I came up with a simplistic function as follows:

Code: Pascal  [Select][+][-]
  1. function StripInner(const S: string): string;
  2. begin
  3.     Result := Copy(S, Pos('<<', S) + 1, Length(S) - 2);
  4. end;
  5.  

but it just strips the outer brackets, keeping the inner tag ('<5%>') in the first case and returning a completely wrong string ('<rarely <5%') in the second case.

Could anyone give me hint on how to do this?

Thanks in advance!

With best wishes,
« Last Edit: February 25, 2021, 07:02:26 pm by maurobio »
UCSD Pascal / Burroughs 6700 / Master Control Program
Lazarus 1.9.3/2.0.8 - FPC 3.0.4 on GNU/Linux Mint 19 ("Tessa"), Windows XP SP3, Windows 7 Professional, Windows 10 Home

lucamar

  • Hero Member
  • *****
  • Posts: 3777
Re: Stripping inner tags from a string
« Reply #1 on: February 25, 2021, 02:00:27 pm »
Parse the string by chars (or using PosEx): when you encounter a "<" move the parsing to a function to do the same but deleting from where it finds a "<" to where it finds a ">" and return. Keep going on until there's no more text.

Or the same function, recursively, keeping a counter (or flag) to know whether it's in the top level and, if not, do the deletion.
Turbo Pascal 3 CP/M - Amstrad PCW 8256 (512 KB !!!) :P
Lazarus/FPC 2.0.8/3.0.4 & 2.0.12/3.2.0 - 32/64 bits on:
(K|L|X)Ubuntu 12..18, Windows XP, 7, 10 and various DOSes.

engkin

  • Hero Member
  • *****
  • Posts: 2662
Re: Stripping inner tags from a string
« Reply #2 on: February 25, 2021, 02:32:57 pm »
I have some strange strings, with tags inside tags like this:

<<5%>> or <rarely <5%>>

and I want to strip these inner tags, so that in the first case I would have an empty tag ('<>'), and in the second case I would have a string like '<rarely>'.

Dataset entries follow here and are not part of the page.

PR #2382, opened 2023-09-22
Update standard library list functions to use traits

lukaszcz:


src/Juvix/Compiler/Internal/Translation/FromInternal/Analysis/TypeChecking/Traits/Resolver.hs
```diff
@@ -143,7 +143,7 @@ lookupInstance tab ty = do
     Just InstanceApp {..} ->
       lookupInstance' True tab _instanceAppHead _instanceAppArgs
     _ ->
-      throw (ErrNotATrait (NotATrait ty))
+      return []
```
paulcadman, line 146: was this committed by mistake?

lukaszcz: No, it's intentional. You will get an error earlier when checking instance types anyway, and this was causing some spurious errors with function parameters.

paulcadman (approved):

PR #43, opened 2023-11-03
Fix operator installation

dmendiza:
This patch adds a missing CRD to kustomization.yaml that was causing the operator installation to fail.


xek (approved):
LGTM!

PR #44, opened 2023-11-06
Add missing RBAC config

dmendiza:
This patch adds the missing RBAC config for BarbicanWorker and BarbicanKeystoneListner that is causing the controller to get stuck in a crash loop.

### DIFF
--- a/config/rbac/barbicankeystonelistener_editor_role.yaml
+++ b/config/rbac/barbicankeystonelistener_editor_role.yaml
@@ -1,0 +1,31 @@
+# permissions for end users to edit barbicankeystonelisteners.
+apiVersion: rbac.authorization.k8s.io/v1
+kind: ClusterRole
+metadata:
+  labels:
+    app.kubernetes.io/name: clusterrole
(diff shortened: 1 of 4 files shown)


xek (changes requested):
I think these files are generated with make manifests. Are the proper kubebuilder annotations already there? If not, the pull request should update both places, like in this commit: https://github.com/openstack-k8s-operators/keystone-operator/commit/e6927b6989cfb40c65d5d82551620dabd38cb571

dmendiza:
Thanks for the review, @xek .  I had to do a bit of digging around in the operator sdk and kubebuilder docs to understand the annotations.  IIUC, the annotations are used by `make manifests` to generate the role.yaml file.  I added all the missing annotations to the Barbican controller and then updated the role.yaml file to use the one generated by the makefile.  The other files are generated by the openstack-sdk tool when a new api is added, and I think they were left out by mistake in the patch that implemented BarbicanKeystoneListener.

vakwetu (approved):
LGTM

xek (approved):

PR #45, opened 2023-11-09
Add more missing RBAC annotations

dmendiza:
This patch adds a couple more RBAC annotations that are needed to get barbican-operator running.


abays (approved):
/lgtm

PR #46, opened 2023-11-14
Barbican kuttl tests

mauricioharley:
Added KUTTL tests for the Barbican deployments.


xek (approved):
This looks fine, I'd say let's merge it, then try adding kuttl to the CI in the https://github.com/openstack-k8s-operators/release repo

test/kuttl/common/assert_sample_deployment.yaml
```diff
@@ -0,0 +1,51 @@
...
+apiVersion: apps/v1
+kind: Deployment
+metadata:
+  name: barbican-worker-worker
+  ownerReferences:
+  - apiVersion: barbican.openstack.org/v1beta1
+    blockOwnerDeletion: true
+    controller: true
+    kind: BarbicanWorker
+    name: barbican-worker
```
vakwetu, line 51: Do we need these deployment objects to be defined here?  Isn't it sufficient to simply have the first stanza (lines 1-18)  I think we specifically say NOT to deploy the sub-components - which is why we add the top level component to the finalizers.

mauricioharley: @vakwetu 
The mentioned remaining lines can be removed from the test YAML files, but one of the tests scales all Barbican's components to zero. If we do not deploy them at the beginning of the tests, we need to pick one of the options below:

1. Deploy the components again after the "scale down to zero" test.
2. Remove the "scale down to zero" test.

Which approach should we choose?

vakwetu: I'm confused -- why wouldn't we have to redeploy the components after the scale to zero test?

Maybe thats precisely the point here - when you add an additional deployments, its not altogether clear what we are deploying.

As for the above question, there is option 3 - which is to make the scale to zero test the last test.  Then you won't have to deploy.  Or you can do a scale up test after the scale down test.

mauricioharley: The "scale down to zero" test is already the last one. It makes sense to be like this.

On the local environment I'm using to test the tests, they are running on the same namespace where the other CRs are deployed (Memcached, Redis, RabbitMQ, ...) since to be able to work, they need such components to be present at first.

I said we need to manually redeploy the components simply because the "scale down to zero" test deletes them. May I understand we won't need the CRs after they are deleted, considering the namespace statement above? I think a quick sync on this would be better than exchanging comments here. :-)

vakwetu: As we discussed, I realized while we chatted that this is an assert-file.  So everything I said about removing the deployments is wrong.

vakwetu: So keep them, but also make sure to test using install_yamls.

PR #47, opened 2023-11-14
Remove duplicated ContainerImage

dmendiza:
This patch removes the ContainerImage property from BarbicanTemplate to avoid a name collision with BarbicanComponentTemplate in components that inline both templates.


vakwetu (approved):
/LGTM

PR #48, opened 2023-11-16
Add CRDs under api

vakwetu:
This is something that has changed in the Makefile since we started. Importantly, the functional tests in openstack-operator and possibly other places expect this to be there so that the crds can be loaded.


abays (approved):
/lgtm

xek (approved):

I came up with a simplistic function as follows:

Code: Pascal  [Select][+][-]
  1. function StripInner(const S: string): string;
  2. begin
  3.     Result := Copy(S, Pos('<<', S) + 1, Length(S) - 2);
  4. end;
  5.  

but it just strips the outer brackets, keeping the inner tag ('<5%>') in the first case and returning a completely wrong string ('<rarely <5%') in the second case.

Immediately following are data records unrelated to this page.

PR #49, opened 2023-11-20
Properly set certain conditions to True when necessary

abays:
This fixes the conditions for the various `Barbican*` CRDs such that the top-level `Barbican` CR can reach the "ready" state.  By fixing this, we also allow Barbican to properly integrate with the OpenStack operator, as the latter operator relies on the `Barbican` CR reaching the ready state in order for its own `OpenStackControlPlane` CR to reach the ready state.

### DIFF
--- a/controllers/barbican_controller.go
+++ b/controllers/barbican_controller.go
@@ -164,7 +164,6 @@ func (r *BarbicanReconciler) Reconcile(ctx context.Context, req ctrl.Request) (r
 			condition.UnknownCondition(barbicanv1beta1.BarbicanAPIReadyCondition, condition.InitReason, barbicanv1beta1.BarbicanAPIReadyInitMessage),
 			condition.UnknownCondition(barbicanv1beta1.BarbicanWorkerReadyCondition, condition.InitReason, barbicanv1beta1.BarbicanWorkerReadyInitMessage),
 			condition.UnknownCondition(barbicanv1beta1.BarbicanKeystoneListenerReadyCondition, condition.InitReason, barbicanv1beta1.BarbicanKeystoneListenerReadyInitMessage),
-			condition.UnknownCondition(condition.DeploymentReadyCondition, condition.InitReason, condition.DeploymentReadyInitMessage),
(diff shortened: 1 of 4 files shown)


controllers/barbicanapi_controller.go
```diff
@@ -140,7 +140,6 @@ func (r *BarbicanAPIReconciler) Reconcile(ctx context.Context, req ctrl.Request)
 			condition.UnknownCondition(condition.ServiceConfigReadyCondition, condition.InitReason, condition.ServiceConfigReadyInitMessage),
 			condition.UnknownCondition(condition.DeploymentReadyCondition, condition.InitReason, condition.DeploymentReadyInitMessage),
 			// right now we have no dedicated KeystoneServiceReadyInitMessage and KeystoneEndpointReadyInitMessage
-			condition.UnknownCondition(condition.KeystoneServiceReadyCondition, condition.InitReason, ""),
```
abays, line 143: This was not used anywhere, so I removed it.

controllers/barbican_controller.go
```diff
@@ -164,7 +164,6 @@ func (r *BarbicanReconciler) Reconcile(ctx context.Context, req ctrl.Request) (r
 			condition.UnknownCondition(barbicanv1beta1.BarbicanAPIReadyCondition, condition.InitReason, barbicanv1beta1.BarbicanAPIReadyInitMessage),
 			condition.UnknownCondition(barbicanv1beta1.BarbicanWorkerReadyCondition, condition.InitReason, barbicanv1beta1.BarbicanWorkerReadyInitMessage),
 			condition.UnknownCondition(barbicanv1beta1.BarbicanKeystoneListenerReadyCondition, condition.InitReason, barbicanv1beta1.BarbicanKeystoneListenerReadyInitMessage),
-			condition.UnknownCondition(condition.DeploymentReadyCondition, condition.InitReason, condition.DeploymentReadyInitMessage),
```
abays, line 167: This was not used anywhere, so it was removed.  It may have been a copy-paste from something like the Cinder operator, which also has it but does not use it.  In the Cinder case though, it is not considered in calculating the top-level CR's overall "ready" status, so it does not interfere (but I am creating a PR to remove it there as well).

vakwetu (approved):
/lgtm

dmendiza (approved):

PR #53, opened 2023-12-08
Make Secure RBAC configurable

dmendiza:
This patch adds a new field to the BarbicanAPI spec to configure "Consistent and Secure RBAC" [1].  The API configuration template was modified to use the value in this field instead of being hard-coded to always be on.

Jira: OSPRH-2129

[1] https://governance.openstack.org/tc/goals/selected/consistent-and-secure-rbac.html

### DIFF
--- a/controllers/barbican_controller.go
+++ b/controllers/barbican_controller.go
@@ -539,12 +539,13 @@ func (r *BarbicanReconciler) generateServiceConfig(
 			instance.Status.DatabaseHostname,
 			barbican.DatabaseName,
 		),
-		"KeystoneAuthURL": keystoneInternalURL,
-		"ServicePassword": string(ospSecret.Data[instance.Spec.PasswordSelectors.Service]),
-		"ServiceUser":     instance.Spec.ServiceUser,
-		"ServiceURL":      "TODO",
-		"TransportURL":    string(transportURLSecret.Data["transport_url"]),
-		"LogFile":         fmt.Sprintf("%s%s.log", barbican.BarbicanLogPath, instance.Name),
+		"KeystoneAuthURL":  keystoneInternalURL,
+		"ServicePassword":  string(ospSecret.Data[instance.Spec.PasswordSelectors.Service]),
+		"ServiceUser":      instance.Spec.ServiceUser,
+		"ServiceURL":       "TODO",
+		"TransportURL":     string(transportURLSecret.Data["transport_url"]),
+		"LogFile":          fmt.Sprintf("%s%s.log", barbican.BarbicanLogPath, instance.Name),
+		"EnableSecureRBAC": instance.Spec.BarbicanAPI.EnableSecureRBAC,
 	}
 
 	return GenerateConfigsGeneric(ctx, h, instance, envVars, templateParameters, customData, labels, false)
--- a/controllers/barbicanapi_controller.go
+++ b/controllers/barbicanapi_controller.go
@@ -279,12 +279,13 @@ func (r *BarbicanAPIReconciler) generateServiceConfigs(
 			instance.Spec.DatabaseHostname,
 			barbican.DatabaseName,
 		),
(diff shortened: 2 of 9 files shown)


controllers/barbican_controller.go
```diff
@@ -539,12 +539,13 @@ func (r *BarbicanReconciler) generateServiceConfig(
...
-		"ServiceURL":      "TODO",
-		"TransportURL":    string(transportURLSecret.Data["transport_url"]),
-		"LogFile":         fmt.Sprintf("%s%s.log", barbican.BarbicanLogPath, instance.Name),
+		"KeystoneAuthURL":  keystoneInternalURL,
+		"ServicePassword":  string(ospSecret.Data[instance.Spec.PasswordSelectors.Service]),
+		"ServiceUser":      instance.Spec.ServiceUser,
+		"ServiceURL":       "TODO",
+		"TransportURL":     string(transportURLSecret.Data["transport_url"]),
+		"LogFile":          fmt.Sprintf("%s%s.log", barbican.BarbicanLogPath, instance.Name),
+		"enableSecureRBAC": instance.Spec.BarbicanAPI.EnableSecureRBAC,
```
vakwetu, line 548: nit: We should be consistent here and use "EnableSecureRBAC" instead  of "enableSecureRBAC"

controllers/barbicanapi_controller.go
```diff
@@ -279,12 +279,13 @@ func (r *BarbicanAPIReconciler) generateServiceConfigs(
...
-		"ServiceURL":      "https://barbican.openstack.svc:9311",
-		"TransportURL":    string(transportURLSecret.Data["transport_url"]),
-		"LogFile":         fmt.Sprintf("%s%s.log", barbican.BarbicanLogPath, instance.Name),
+		"KeystoneAuthURL":  keystoneInternalURL,
+		"ServicePassword":  string(ospSecret.Data[instance.Spec.PasswordSelectors.Service]),
+		"ServiceUser":      instance.Spec.ServiceUser,
+		"ServiceURL":       "https://barbican.openstack.svc:9311",
+		"TransportURL":     string(transportURLSecret.Data["transport_url"]),
+		"LogFile":          fmt.Sprintf("%s%s.log", barbican.BarbicanLogPath, instance.Name),
+		"enableSecureRBAC": instance.Spec.EnableSecureRBAC,
```
vakwetu, line 288: ditto

templates/barbican/config/00-default.conf
```diff
@@ -28,8 +28,8 @@ topic = barbican_notifications
 driver=messagingv2
 
 [oslo_policy]
-enforce_scope = true
-enforce_new_defaults = true
+enforce_scope = {{ .enableSecureRBAC }}
```
vakwetu, line 31: Would we ever have a situation where we would want enforce_scope and enforce_new_defaults to be different from each other?

vakwetu (changes requested):
Just a small nit on consistency of variable names.  Lets fix that before we merge.
Otherwise, looks pretty straightforward.

templates/barbican/config/00-default.conf
dmendiza: I don't think so. We've only ever tested both off or both on.  I guess it's possible to do, but not something you'd want.

e.g. scope off and new defaults on would allow anyone with a reader role to access APIs intended for operators.  OTOH, scope on and new defaults off would enforce scope in the legacy policies (which are not written with scope in mind) so you'd probably get some weird behaviors.

controllers/barbican_controller.go
dmendiza: fixed

controllers/barbicanapi_controller.go
dmendiza: fixed

vakwetu (approved):
/lgtm

PR #56, opened 2023-12-15
Rename KUTTL tests dir to fix the tests on install_yamls

mauricioharley:
The KUTTL tests are currently running, but install_yamls considers them to be in the "tests" directory, rather than "test", as it currently is.


abays (approved):
/lgtm

PR #57, opened 2023-12-18
Add missing net-attach-def permissions

abays:
This is needed in case the the user includes any `networkAttachments` in the various CRs.  Otherwise we see this:

```
E1218 13:13:53.990846       1 reflector.go:140] pkg/mod/k8s.io/client-go@v0.26.9/tools/cache/reflector.go:169: Failed to watch *v1.NetworkAttachmentDefinition: failed to list *v1.NetworkAttachmentDefinition: network-attachment-definitions.k8s.cni.cncf.io is forbidden: User "system:serviceaccount:openstack-operators:barbican-operator-controller-manager" cannot list resource "network-attachment-definitions" in API group "k8s.cni.cncf.io" at the cluster scope
```

### DIFF
--- a/controllers/barbican_controller.go
+++ b/controllers/barbican_controller.go
@@ -89,6 +89,8 @@ func (r *BarbicanReconciler) GetLogger(ctx context.Context) logr.Logger {
 //+kubebuilder:rbac:groups=rabbitmq.openstack.org,resources=transporturls,verbs=get;list;watch;create;update;patch;delete
 //+kubebuilder:rbac:groups=batch,resources=jobs,verbs=get;list;watch;create;update;patch;delete;
 //+kubebuilder:rbac:groups=mariadb.openstack.org,resources=mariadbdatabases,verbs=get;list;watch;create;update;patch;delete;
+//+kubebuilder:rbac:groups=k8s.cni.cncf.io,resources=network-attachment-definitions,verbs=get;list;watch
+
 // service account, role, rolebinding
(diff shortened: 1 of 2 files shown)


controllers/barbican_controller.go
```diff
@@ -89,6 +89,8 @@ func (r *BarbicanReconciler) GetLogger(ctx context.Context) logr.Logger {
 //+kubebuilder:rbac:groups=rabbitmq.openstack.org,resources=transporturls,verbs=get;list;watch;create;update;patch;delete
 //+kubebuilder:rbac:groups=batch,resources=jobs,verbs=get;list;watch;create;update;patch;delete;
 //+kubebuilder:rbac:groups=mariadb.openstack.org,resources=mariadbdatabases,verbs=get;list;watch;create;update;patch;delete;
+//+kubebuilder:rbac:groups=k8s.cni.cncf.io,resources=network-attachment-definitions,verbs=get;list;watch
```
mauricioharley, line 92: Don't we need the "delete" or "update" verbs as well?

abays: No, because we're not actually creating/updating/deleting the NAD resources.  We're only checking that they exist when someone specifies an attachment in the CR specs, i.e.

```
    networkAttachments:
      - storage
```

The NADs themselves are created manually by the user beforehand i.e. https://github.com/openstack-k8s-operators/architecture/blob/main/va/hci/stage3/netattach_storage.yaml

xek (approved):

PR #74, opened 2024-01-12
Use Simple Crypto KEK from Secret

dmendiza:
This patch changes the configuration template to use a KEK provided in the OSP secret instead of a hard-coded one.


vakwetu (changes requested):
You've added the KEK to the barbican_api, but doesn't either the keystone-listener (probably not), barbican-worker (probably) or dbsync job (probably not?) need this too?

vakwetu (approved):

Could anyone give me hint on how to do this?

Use Regular Expressions:
Code: Pascal  [Select][+][-]
  1. uses
  2.   ..., regexpr;
  3.  
  4. var
  5.   s: String;
  6. begin
  7.   s := '<rarely <5%>>';
  8.   s := ReplaceRegExpr('<\d+%>',s,'');

The first parameter '<\d+%>' means look for < followed by a digit or more, followed by %>

The third parameter is the replacement string, empty string is to delete the matching parts.
« Last Edit: February 25, 2021, 02:40:13 pm by engkin »

engkin

  • Hero Member
  • *****
  • Posts: 2662
Re: Stripping inner tags from a string
« Reply #3 on: February 25, 2021, 02:57:02 pm »
I missed the part where you said "tags inside tags". This probably is what you meant:
Code: Pascal  [Select][+][-]
  1.   s := ReplaceRegExpr('<([^>]*)(<\d+%>)>',s,'<$1>',true);

howardpc

  • Hero Member
  • *****
  • Posts: 3680
Re: Stripping inner tags from a string
« Reply #4 on: February 25, 2021, 02:58:53 pm »
Or use brute force:
Code: Pascal  [Select][+][-]
  1. program project1;
  2.  
  3. {$mode objfpc}{$H+}
  4.  
  5. uses
  6.   SysUtils;
  7.  
  8.  function CleanedInnerTagsOK(aText: String; out FreeOfInnerTags: String): Boolean;
  9.  var
  10.    p1, p2: SizeInt;
  11.  begin
  12.    FreeOfInnerTags := aText;
  13.    p1 := Pos('<<', aText);
  14.    p2 := Pos('>>', aText);
  15.    Result := (p1 > 0) or (p2 > 0);
  16.    if Result then
  17.      if (p1 > 0) and (p2 > 0) then
  18.          FreeOfInnerTags := Copy(aText, 1, p1) + Copy(aText, Succ(p2), MaxInt)
  19.      else if (p2 > 0) then
  20.        begin
  21.          p1 := p2;
  22.          while (p1 > 1) and (aText[p1] <> '<') do
  23.            Dec(p1);
  24.          FreeOfInnerTags := Trim(Copy(aText, 1, Pred(p1))) + Copy(aText, Succ(p2), MaxInt);
  25.        end
  26.      else
  27.        begin
  28.          p2 := p1;
  29.          while (p2 < Length(aText)) and (aText[p2] <> '>') do
  30.            Inc(p2);
  31.          FreeOfInnerTags := Copy(aText, 1, p1) + Trim(Copy(aText, Succ(p2), MaxInt));
  32.        end;
  33.  end;
  34.  
  35. var
  36.   s1: String = 's1 <<5%>> s1';            // '<>'
  37.   s2: String = 's2  <rarely <5%>>  s2';   // '<rarely>'
  38.   s3: String = 's3  <<6%>  seldom>  s3';
  39.   s4: String = 's4 <tag>   <tag>  other text <tag> s4';
  40.   s: String;
  41.  
  42. begin
  43.   WriteLn('CleanedInnerTagsOK(s1, s) is ',CleanedInnerTagsOK(s1, s):5,', s = "',s,'"');
  44.   WriteLn('CleanedInnerTagsOK(s2, s) is ',CleanedInnerTagsOK(s2, s):5,', s = "',s,'"');
  45.   WriteLn('CleanedInnerTagsOK(s3, s) is ',CleanedInnerTagsOK(s3, s):5,', s = "',s,'"');
  46.   WriteLn('CleanedInnerTagsOK(s4, s) is ',CleanedInnerTagsOK(s4, s):5,', s = "',s,'"');
  47.   ReadLn;
  48. end.


maurobio

  • Full Member
  • ***
  • Posts: 175
Re: Stripping inner tags from a string
« Reply #5 on: February 25, 2021, 03:10:56 pm »
Dear ALL,

Thanks a lot for your helpful suggestions!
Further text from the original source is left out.